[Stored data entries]
Issue #1227, opened 2024-08-12
Invulnerable Vehicles


Fate-JH:
A report about fresh vehicles, hot off the spawn pad, not being affected by deployables properly.  Spitfires may or may not target but never do any damage.  Mines explode or may not explode but never do any dcamage.

theonetrueduddy:
I'm not confident this is about the vehicles being invulnerable as so much it is the turrets dealing no damage. [See this clip](https://youtube.com/clip/Ugkxumb_0YbHo-7snnVMRSR-E6LgMKCUMwcV?si=ItviHe-P6i-q0-6V) from 2024/08/11 from the Sunday fight where knifing the turret causes it to shoot me but do no damage.

Also got other footage of the turrets dealing no damage to me in a MAX, as well as not damaging other vehicles, all in that video.

Can't comment for mines other than they have felt like that they don't always work for a while.

Will try to reproduce my findings on test, but that'll have to wait sadly.

Dethdeath:
Afaik the new CE/mines issue only happens on #1226

I've made a lot of progress in unraveling the mystery.

It's not just invulnerable vehicles either, it's infantry too:
(also note how friendly fire from the boomers never stops working)

https://github.com/user-attachments/assets/6a84f3d5-e474-4741-bf43-0766c349a0f5

The mines in the video below were all laid by the same character:

https://github.com/user-attachments/assets/9c391513-cae2-4b94-b8aa-6437b0893f0a

Now for the explanation:
The bug is caused by the minelayer spawning on the same continent as the vehicle is pulled on. If the minelayer zones to another continent and comes back, their newly laid mines/boomers will now damage that vehicle, their old ones won't. That is how I laid the alternating working/not-working mines in the video above. The vehicle will stay immune to a minelayer that spawned on the same continent even if it's empty, as seen in the video featuring the Fury. As for the driver, their mine/boomer damage immunity entirely depends on where they spawned at. If they came from another continent before pulling the vehicle, they will be vulnerable to mines/boomers once they get out of the vehicle. If they spawned on the continent where the vehicle was pulled, they have a high chance of being invulnerable to mines/boomers.

Reproduction steps:
-Go to a continent with 2 opposing empire characters and make sure they each have a base they can spawn at.
-Suicide on each character and spawn at their respective bases.
-Travel or warp to one of these 2 bases with both characters.
-The character that the base belongs to pulls a vehicle.
-The character that is hostile to the base lays down some mines or boomers.
[...]

PR #1230, opened 2024-08-22
Facility Turrets Do Damage Again

Fate-JH:
I resolved at least one case of a turret, formerly incorrectly not doing damage to a vehicle target, now again correctly performing damage under the same conditions.

1a. Warp to enemy facility
1b. Travel to enemy facility
2. Hack enemy vehicle terminal
3. Pull vehicle
4. Move close enough to alarm the nearerst enemy facility turret
5. _Damage_

Refer to #1227.
I don't know if this covers all situations.
Now that a non-`Sidedness` solution to turret damage has been uncovered, consider justifiably merging #1226 and referring all turret issues in future PR's as native to `master`.


Dethdeath:
I tested some of the things Duddy mentioned and the turret damaged the vehicle every time. He should probably double check though.

theonetrueduddy:
Re-tested the cases presented by myself with regards to facility Phalanx turrets in #1227, happy to report that damage was correctly applied in all cases. 👍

▶ What to produce: Every single line of the data above must be set down again exactly.

▶ Exercise output:
Issue #1227, opened 2024-08-12
Invulnerable Vehicles


Fate-JH:
A report about fresh vehicles, hot off the spawn pad, not being affected by deployables properly.  Spitfires may or may not target but never do any damage.  Mines explode or may not explode but never do any dcamage.

theonetrueduddy:
I'm not confident this is about the vehicles being invulnerable as so much it is the turrets dealing no damage. [See this clip](https://youtube.com/clip/Ugkxumb_0YbHo-7snnVMRSR-E6LgMKCUMwcV?si=ItviHe-P6i-q0-6V) from 2024/08/11 from the Sunday fight where knifing the turret causes it to shoot me but do no damage.

Also got other footage of the turrets dealing no damage to me in a MAX, as well as not damaging other vehicles, all in that video.

Can't comment for mines other than they have felt like that they don't always work for a while.

Will try to reproduce my findings on test, but that'll have to wait sadly.

Dethdeath:
Afaik the new CE/mines issue only happens on #1226

I've made a lot of progress in unraveling the mystery.

It's not just invulnerable vehicles either, it's infantry too:
(also note how friendly fire from the boomers never stops working)

https://github.com/user-attachments/assets/6a84f3d5-e474-4741-bf43-0766c349a0f5

The mines in the video below were all laid by the same character:

https://github.com/user-attachments/assets/9c391513-cae2-4b94-b8aa-6437b0893f0a

Now for the explanation:
The bug is caused by the minelayer spawning on the same continent as the vehicle is pulled on. If the minelayer zones to another continent and comes back, their newly laid mines/boomers will now damage that vehicle, their old ones won't. That is how I laid the alternating working/not-working mines in the video above. The vehicle will stay immune to a minelayer that spawned on the same continent even if it's empty, as seen in the video featuring the Fury. As for the driver, their mine/boomer damage immunity entirely depends on where they spawned at. If they came from another continent before pulling the vehicle, they will be vulnerable to mines/boomers once they get out of the vehicle. If they spawned on the continent where the vehicle was pulled, they have a high chance of being invulnerable to mines/boomers.

Reproduction steps:
-Go to a continent with 2 opposing empire characters and make sure they each have a base they can spawn at.
-Suicide on each character and spawn at their respective bases.
-Travel or warp to one of these 2 bases with both characters.
-The character that the base belongs to pulls a vehicle.
-The character that is hostile to the base lays down some mines or boomers.
[...]

PR #1230, opened 2024-08-22
Facility Turrets Do Damage Again

Fate-JH:
I resolved at least one case of a turret, formerly incorrectly not doing damage to a vehicle target, now again correctly performing damage under the same conditions.

1a. Warp to enemy facility
1b. Travel to enemy facility
2. Hack enemy vehicle terminal
3. Pull vehicle
4. Move close enough to alarm the nearerst enemy facility turret
5. _Damage_

Refer to #1227.
I don't know if this covers all situations.
Now that a non-`Sidedness` solution to turret damage has been uncovered, consider justifiably merging #1226 and referring all turret issues in future PR's as native to `master`.


Dethdeath:
I tested some of the things Duddy mentioned and the turret damaged the vehicle every time. He should probably double check though.

theonetrueduddy:
Re-tested the cases presented by myself with regards to facility Phalanx turrets in #1227, happy to report that damage was correctly applied in all cases. 👍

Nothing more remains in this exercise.